NFIB Massachusetts Says House Minimum Wage Bill Still Hurts Economy

Date: March 20, 2014

Boston (March 20, 2014) – The House plan expected to be released today to increase the state minimum wage more than 30 percent in the next two years is better than the Senate alternative but still too much for some small businesses, said the National Federation of Independent Business (NFIB).


“We appreciate the deletion of the indexing (automatic increases) provision from the Senate version,” said NFIB State Director Bill Vernon.   “Economic studies prove that the timing of minimum wage increase in the economic cycle affects the severity of the economic impact. The House has in good faith tried to accommodate small businesses and soften a bit the impact of raising labor costs but in the end it will add to the cost of running a small business and force small businesses into making difficult hiring decisions.


Vernon said the combination of the minimum wage increase with some reforms to the state Unemployment Insurance system intended to reduce costs for employers is also encouraging.
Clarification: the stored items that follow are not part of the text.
Issue #813, opened 2026-08-30
P0 ZUULI Live: Join Free fails with RealtimeKit ERR0001 on an active stream


skyl:
## Founder QA failure

ZUULI correctly shows a creator as live, but tapping **Join Free** fails before the viewer initializes:

```text
[ERR0001]: {Client} Failed to initialize. Unable to connect to the server. Check the internet connection
```

The same livestream is active on Free2Z and has real viewers, so this is not adequately explained by generic offline copy. This was observed in the Play-distributed ZUULI build; exact build identity is not yet exposed in-app (#810).

## Required diagnosis

Trace the exact ZUULI path from listing → membership/join response → RealtimeKit initialization. Determine whether the failure is caused by room lifecycle, environment/configuration, meeting ID, participant token, token expiry/audience, API shape parsing, SDK mismatch, transport policy, or another client boundary. Compare the same live room and credentials contract with the working Free2Z web viewer.

## Acceptance criteria

- [ ] A real active Free2Z livestream can be joined from Android and iOS ZUULI.
- [ ] ZUULI validates the join response strictly before initializing RealtimeKit and never substitutes fabricated identifiers/tokens.
- [ ] Meeting ID, participant token, environment, and SDK expectations agree across ZUULI and the authoritative backend contract.
- [ ] Expired, malformed, wrong-room, wrong-environment, lifecycle-race, and connectivity failures produce concise actionable states rather than the misleading generic internet error.
- [ ] Retry obtains/reconciles authoritative state and cannot create, rotate, replace, or mutate the active creator room.
- [ ] Diagnostics identify the failing boundary without logging tokens, meeting secrets, user identity, or other private data.
- [ ] End-to-end coverage uses one authoritative room to prove the web viewer and ZUULI viewer can join concurrently.
- [ ] Device evidence covers background/foreground, network transition, and a freshly installed app.

## Related private backend work

- free2z/tuzi#1514 — room lifecycle/viewer 404 P0 and creator-safe public URL behavior
- free2z/tuzi#1515 — RealtimeKit modernization audit
- free2z/tuzi#1516 — public web viewer inline stage collapsing to 0px
- free2z/tuzi#1507 — authoritative ZUULI host/viewer lifecycle contract

The web CSS collapse in #1516 is a distinct rendering bug; this issue owns the ZUULI client initialization failure while keeping shared lifecycle/configuration dependencies explicit.

skyl:
[...]

PR #819, opened 2026-08-30
fix(zuuli): bind live join tickets to meetings

### LINKED ISSUE #815: ZUULI Live: bind join tickets to rooms and obtain a fresh ticket on retry
Parent: #813.

## Scope

Strictly validate ZUULI Live join tickets, bind them to the intended room, refresh them on retry, and classify client-safe failures without exposing credentials.

## Acceptance criteria

- [ ] Strictly parse the join response and require nonempty `auth_token` and `meeting_id` where the contract requires them.
- [ ] Decode only the minimal safe participant-token claims needed to prove response/token meeting identity agreement; fail closed on mismatch.
- [ ] Retry obtains a fresh authoritative join ticket instead of reusing the same token.
- [ ] Retry cannot create, rotate, replace, or mutate the creator's active room.
- [ ] Distinguish policy/CSP, offline/transport, timeout, malformed ticket, token rejection, ended room, and lifecycle race with concise actionable UI.
- [ ] Diagnostics identify the failing boundary without tokens, full claims, meeting secrets, identity, or private URLs.
- [ ] Tests cover expiry, revocation, wrong room/environment, rotation, replay, background/foreground, and network changes.

skyl:
Closes #815
Part of #813

## Summary
- strictly parse RealtimeKit participant JWTs and bind the token, authoritative join response, discovery meeting, provider environment, role, and expiry before SDK initialization
- replace same-token SDK retry with a fresh participant-only authoritative join, rejecting replay, room rotation, environment drift, and host-role refresh
- prevent an unresolved or creator-owned public viewer page from invoking the overloaded host/join route
- classify policy/CSP, offline, transport, timeout, malformed/expired/replayed tickets, provider rejection, ended rooms, and lifecycle races into safe actionable copy
- emit allowlisted boundary/category/provider-code diagnostics only; never raw SDK errors, token claims, meeting IDs, identities, or private URLs

## Verification
- npm run typecheck:tests
- npm run build
- npx vitest run (68 files; 887 passed, 5 skipped)
- focused live suite (58 passed)
- gitleaks git --staged --redact --no-banner .

## Backend boundary
The client blocks the known creator-viewer trigger and its retry path never calls start or private room management. The backend must still enforce the second-layer creator-safe public-route invariant tracked in free2z/tuzi#1514; this PR does not claim that server guard or signed-device end-to-end evidence.

### DIFF
--- a/wallet/zuuli/src/features/live/Room.tsx
+++ b/wallet/zuuli/src/features/live/Room.tsx
@@ -55,6 +55,8 @@ import {
   runSingleFlight,
 } from "./membership";
 import { Stage } from "./Stage";
+import { viewerEntryState } from "./viewer-safety";
+import { classifyLiveFailure, safeLiveDiagnostic } from "./connection-failure";
 
 interface JustStarted {
   ticket: DyteJoinTicket;
@@ -76,6 +78,7 @@ export function Room() {
   const tuzis = useSession((s) => s.tuzis);
   const adjustTuzis = useSession((s) => s.adjustTuzis);
   const user = useSession((s) => s.user);
+  const sessionLoading = useSession((s) => s.loading);
 
   // A host who just went live already has their stream + ticket in navigation
   // state, so we can render the room immediately and skip the public listing
@@ -146,6 +149,12 @@ export function Room() {
   const [ticket, setTicket] = useState<DyteJoinTicket | null>(
     justStarted?.ticket ?? null,
   );
+  // Private invites remain memory-only. Keeping the active secret here lets a
+  // failed viewer request obtain a fresh ticket without putting it in storage,
+  // diagnostics, query parameters, or the ticket itself.
+  const [activeJoinSecret, setActiveJoinSecret] = useState<string | undefined>(
+    inviteSecret ?? undefined,
+  );
 
   useEffect(() => {
     if (!data?.inviteTicket) return;
@@ -213,6 +222,12 @@ export function Room() {
   const kind = KIND_META[stream.kind] ?? KIND_META.broadcast;
   const creatorName = stream.creator.display_name ?? stream.creator.username;
   const seed = stream.username + stream.title;
+  const entryState = viewerEntryState({
+    sessionLoading,
+    viewerUsername: user?.username,
+    creatorUsername: stream.username,
+    kind: stream.kind,
+  });
 
   return (
     <div className="space-y-6 animate-slide-up">
@@ -278,7 +293,21 @@ export function Room() {
 
             {/* Stage center: either the "off-air" identity or the real meeting */}
             {ticket ? (
-              <Stage ticket={ticket} />
+              <Stage
+                ticket={ticket}
+                {...(ticket.as === "participant"
+                  ? {
+                      refreshTicket: (previous: DyteJoinTicket) =>
+                        live.refreshParticipant(
+                          stream.username,
+                          stream.kind,
+                          previous,
+                          activeJoinSecret,
+                        ),
+                      onTicketRefreshed: setTicket,
+                    }
+                  : {})}
+              />
             ) : (
               <div className="absolute inset-0 grid place-items-center">
                 <div className="flex flex-col items-center gap-3 text-center">
@@ -349,16 +378,23 @@ export function Room() {
               />
             )
           ) : (
-            <JoinPanel
-              stream={stream}
-              tuzis={tuzis}
-              onJoined={(t) => {
-                setTicket(t);
-                if (stream.kind === "ppv" && stream.price_tuzis > 0) {
-                  adjustTuzis(-stream.price_tuzis);
-                }
-              }}
-            />
+            entryState === "checking-session" ? (
+              <ViewerIdentityCheck />
+            ) : entryState === "creator-blocked" ? (
+              <CreatorViewerGuard />
+            ) : (
+              <JoinPanel
+                stream={stream}
+                tuzis={tuzis}
+                onJoined={(t, secret) => {
+                  setActiveJoinSecret(secret);
+                  setTicket(t);
+                  if (stream.kind === "ppv" && stream.price_tuzis > 0) {
+                    adjustTuzis(-stream.price_tuzis);
+                  }
+                }}
+              />
+            )
           )}
         </div>
       </div>
@@ -395,7 +431,7 @@ function JoinPanel({
 }: {
   stream: Livestream;
   tuzis: number;
-  onJoined: (ticket: DyteJoinTicket) => void;
+  onJoined: (ticket: DyteJoinTicket, secret?: string) => void;
 }) {
   const navigate = useNavigate();
   const location = useLocation();
@@ -503,14 +539,22 @@ function JoinPanel({
     try {
       const ticket = await runExclusive(async () => {
         if (action) await action();
-        return live.join(stream.username, stream.kind, joinSecret);
+        return live.join(
+          stream.username,
+          stream.kind,
+          joinSecret,
+          "participant",
+          { expectedMeetingId: stream.meetingId },
+        );
       });
       if (!ticket) return false;
-      onJoined(ticket);
+      onJoined(ticket, joinSecret);
       return true;
     } catch (e) {
+      const failure = classifyLiveFailure(e, "ticket-request");
+      console.warn("Livestream join failed", safeLiveDiagnostic(failure));
       toast.error("Could not join", {
-        description: e instanceof Error ? e.message : "Please try again.",
+        description: failure.message,
       });
       return false;
     }
@@ -568,7 +612,10 @@ function JoinPanel({
             // does not expose while replacing all authoritative account data.
             setUser({ ...useSession.getState().user, ...authoritative });
           },
-          join: () => live.join(stream.username, stream.kind),
+          join: () =>
+            live.join(stream.username, stream.kind, undefined, "participant", {
+              expectedMeetingId: stream.meetingId,
+            }),
         }),
       );
       if (!result) return;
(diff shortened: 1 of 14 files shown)


skyl:
Requesting changes at exact reviewed head `36c921e49a9e6b904c30ab75df93e4f217fc3836`.

## P1 — refresh is not participant-only and can still rotate the creator room

`live.refreshParticipant()` checks only the client-authored `previous.as`, then calls `live.join()` (`wallet/zuuli/src/lib/api/free2z.ts:1915-1928`). For every public kind, `live.join()` sends the process-authenticated POST to `/api/dyte/{username}/{type}` (`wallet/zuuli/src/lib/api/free2z.ts:1884-1897`). This is the exact overloaded host/join route that free2z/tuzi#1514 proves chooses host behavior from the authenticated username and can create/rotate/overwrite the creator room. The test at `src/lib/api/live-join-contract.test.ts` mocks this POST and calls it non-management, but path inspection cannot prove participant intent because this path is itself the management boundary.

There is a concrete app path around the new creator guard: on any non-401/403 `auth.me()` bootstrap failure, the session store sets `user: null, loading: false` while deliberately retaining the Knox token (`wallet/zuuli/src/store/session.ts:50-59`). `viewerEntryState()` therefore allows the creator as an apparent guest (`wallet/zuuli/src/features/live/Room.tsx:225-230`), while `request()` still attaches the retained token. The backend sees the creator, takes the host/rotation branch, and returns a host-preset token; this PR then labels it `participant` from the caller and enables another mutating refresh.

This recreates the linked P0 incident under a transient session-hydration failure. The fix needs a server-enforced participant intent or dedicated participant endpoint from free2z/tuzi#1514, plus a fail-closed client session state. `previous.as` cannot be the authorization boundary.

## P1 — environment, role, and expiry are not strictly bound

The parser accepts a participant token with no `exp`: expiry is validated only when present (`wallet/zuuli/src/lib/api/live-ticket.ts:124-140`). I ran a dedicated negative control requiring a missing-exp token to be rejected; it failed because the parser accepted it.

Initial start/join also supplies no trusted `expectedEnvironmentId`; environment is compared only when a previous ticket provides one during refresh (`wallet/zuuli/src/lib/api/live-ticket.ts:179-184`). Any syntactically valid initial `orgId` therefore passes. Role/preset is not decoded or returned by the authoritative response at all: `as` is copied directly from `constraints.as` into the accepted ticket (`wallet/zuuli/src/lib/api/live-ticket.ts:193-202`). A host credential can consequently be mislabeled participant.

Current tests cover an already-present expired `exp` and environment drift after the first ticket, but not missing expiry, wrong initial environment, or authoritative role disagreement. The join contract needs an authoritative role/preset and environment binding, and expiry must be required if strict expiry is claimed.

## P1 — lifecycle handling and background/network evidence are incomplete

After `initMeeting()` resolves with any truthy client, `Stage` has no bounded wait for `roomJoined` (`wallet/zuuli/src/features/live/Stage.tsx:55-93`). Its `roomLeft` handler recognizes only `ended` and `failed` (`wallet/zuuli/src/features/live/Stage.tsx:95-124`), while bundled RealtimeKit 1.5.1 declares states including `rejected`, `kicked`, `disconnected`, `left`, and others. A rejected/terminal non-`failed` exit never reaches the app's actionable fresh-ticket retry, and a client that initializes but never joins has no app timeout.

The claimed background/foreground test never provides a meeting or emits any SDK lifecycle event. It dispatches `visibilitychange`, but `Stage` has no visibility listener; the assertion only proves that no refresh happened. It does not exercise suspension/resume, expiry while backgrounded, an established session's network transition, reconnection, or terminal disconnect. Add mutation-sensitive meeting-event tests and a bounded join lifecycle.

## P2 — the exact CSP `ERR0001` remains classified as transport

The known production CSP failure reaches the app as `[ERR0001] ... Unable to connect`, without `SecurityError` or CSP prose. The classifier's policy branch only recognizes those synthetic signals, then the exact error falls through to `transport` (`wallet/zuuli/src/features/live/connection-failure.ts:155-189`). The test explicitly expects `transport` for that exact `ERR0001`, so the shipped copy would again tell the user to switch networks rather than identify the policy boundary. Classify from a trustworthy preflight or `securitypolicyviolation` signal; the provider code alone is not enough to distinguish CSP from transport.

## Verification performed

- Focused live suite: 46/46 passed.
- `npm run typecheck:tests`: passed after installing both app dependency trees.
- `npm run build`: passed, including fresh WASM verification.
- Controlled mutations of response/token mismatch, refresh room binding, hydration guard, and fresh-token handoff were all killed by the focused tests.
- Missing-expiry negative control failed, exposing the coverage/contract gap above.
- `gitleaks` scanned the exact commit range with no leaks.
- No raw token, full claim, identity, meeting ID, or private URL exposure was found in the new app diagnostics.

The positive meeting/response/listing binding, replay rejection, safe diagnostic allowlist, and core mutation controls are useful, but the P1 items above must be resolved before merge.

skyl:
CTO handoff: DO NOT MERGE. Independent review found blocking P1s: participant retry reuses the overloaded host/join route and can rotate the creator room (tuzi#1514), retained Knox token after auth.me failure, missing authoritative exp/environment/role binding, and incomplete lifecycle handling. Successor must obtain the server-enforced participant-intent contract and re-review a new exact head before any release inclusion.

skyl (commented):
## Adversarial review — code read against `origin/pull/819/head` (36c921e), diffed vs `main`

**Verdict: solid, closes #815, does not endanger the #813 join path or #818's CSP fix. Approve to merge after rebase, with one follow-up worth filing (not a blocker).**

### What I verified

- **Binding is real, not cosmetic.** `parseJoinTicketResponse` (`live-ticket.ts`) decodes the participant JWT's `meetingId`/`orgId`/`participantId`/`exp` claims and cross-checks them against the join response's `meeting_id`, the caller-supplied `expectedMeetingId` (from the listing the user actually clicked, via the new `Livestream.meetingId` ← `RawDyteMeeting.meeting_id`, which is a required wire field), and `expectedEnvironmentId`. Any mismatch throws a typed `LiveTicketError` and fails closed before RealtimeKit ever sees the token. A room-A-ticket-for-room-B substitution is rejected by the `meeting-mismatch` check.
- **Retry gets a fresh ticket, not a replay.** `live.refreshParticipant` re-issues one authoritative `live.join` call (never `start`, never a host-management route) and passes `previousAuthToken`; `parseJoinTicketResponse` explicitly rejects the response if `auth_token === previousAuthToken` (`replayed-ticket`). `Stage.tsx`'s retry effect keys off `ticket.authToken`, so a genuinely fresh token re-triggers `initMeeting`; the old same-token `attempt`-counter retry is gone entirely. Confirmed with a live test (`live-join-contract.test.ts`) that mocks a server replaying the same token and asserts rejection.
- **Fails closed, never fakes "connected."** Both the falsy-client-resolution path and the catch path in `Stage.tsx` route through `classifyLiveFailure` and set `status: "failed"`; `"connected"` is only ever set by RealtimeKit's own `joined` event, unchanged from before. No swallowed errors.
- **Diagnostics are actually scrubbed.** `safeLiveDiagnostic` returns only `{boundary, category, providerCode}` — verified by a test that stuffs a fake token and private URL into the raw error and asserts neither leaks into the logged JSON. The old code path (`toast.error(..., { description: e.message })`) that echoed raw SDK text is replaced with static per-category copy.
- **CSP/endpoint behavior from #818 is untouched** — no CSP or endpoint config file appears in this diff; `connection-failure.ts` only pattern-matches error text to choose UI copy, it doesn't touch `connect-src` or transport config.
- **Creator-viewer guard (`viewer-safety.ts`) is a real fix for a second bug**, not scope creep: `live.start` and `live.join` for one's own public stream hit the *same* backend URL shape (`/api/dyte/{username}/{kind}`), so an authenticated creator viewing their own public stream page previously could have their "Join Free" click ambiguous with host-start. The new gate blocks exactly that case (case-insensitive username match, non-private kind) and nothing else — guests, other viewers, and the dedicated private-invite route are all still `"allowed"` (unit-tested). `sessionLoading` resolves near-instantly for anonymous users (`isAuthed()` false → immediate `loading:false`), so this doesn't stall real viewers in practice.
- CI is green across the board on this PR as of review time.

### Findings

1. **(Minor, worth a follow-up issue, not a blocker)** Hosts lose their retry button on `Stage` failure. `Room.tsx` only passes `refreshTicket`/`onTicketRefreshed` to `<Stage>` when `ticket.as === "participant"`; for a host ticket there's no equivalent, so `failure.retryable && refreshTicket && onTicketRefreshed` is always false and no "Try again" renders at all — a host whose own stage fails to connect has no in-app recovery (previously they at least got a same-token re-init button, which was itself the bug being fixed). This is a defensible deliberate trade-off (never touch/rotate the creator's own room from this code path) but it's a regression in host UX that should get its own follow-up ticket for a safe host-side reconnect (e.g., re-fetch host status/ticket via the dashboard, not a raw retry).
2. The JWT decode is explicitly *not* a signature check (documented in a comment) — trust is anchored on TLS + the authoritative HTTP response, which is reasonable for a client-side binding check but worth keeping in mind if #813's root cause turns out to be a spoofable claim rather than a stale/rotated ticket.

### Composition with #798 on shared files

`Room.tsx`, `free2z.ts`, and `types.ts` are touched by both PRs but on **disjoint concerns**: #819 adds `meetingId?`/`environmentId?`/`expiresAt?` to `Livestream`/`DyteJoinTicket` and reworks join/retry/guard logic; #798 changes `participants: number` → `number | null` and reworks display copy. The only true textual overlaps are adjacent lines inside the same object literals/functions (`mapLivestream`'s return, and a couple of spots in `Room.tsx` within ~10 lines of each other) — mechanically resolvable rebase conflicts with no semantic collision; neither PR reads or depends on the field the other one changes.

skyl:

“We appreciate the technical changes to reduce costs but the Unemployment Insurance reforms don’t address the underlying problems with the system,” he said.  “Those changes cannot really offset the substantial increase in labor costs imposed by a much higher minimum wage.”


Vernon pointed to a study within the last several weeks by the nonpartisan Congressional Budget Office that predicted more than half a million job losses nationally as the result of a federal bill that would raise the minimum wage to $10.10 per hour.  That’s consistent with NFIB research predicting that an earlier version of the Massachusetts bill would wipe out roughly 50,000 jobs over ten years depending on the rate of inflation.


“Since all of the versions currently under consideration on Beacon Hill are more aggressive than the federal plan, job losses here would be at least as severe and job creation will be slower here than predicted by the CBO,” he said.


“Small businesses that cannot count on a big increase in sales to accommodate higher labor costs will find a way to reduce employment. They’ll eliminate positions, lay off workers, cut their hours and look for ways to automate jobs so they don’t need employees. That is the way the economy works.”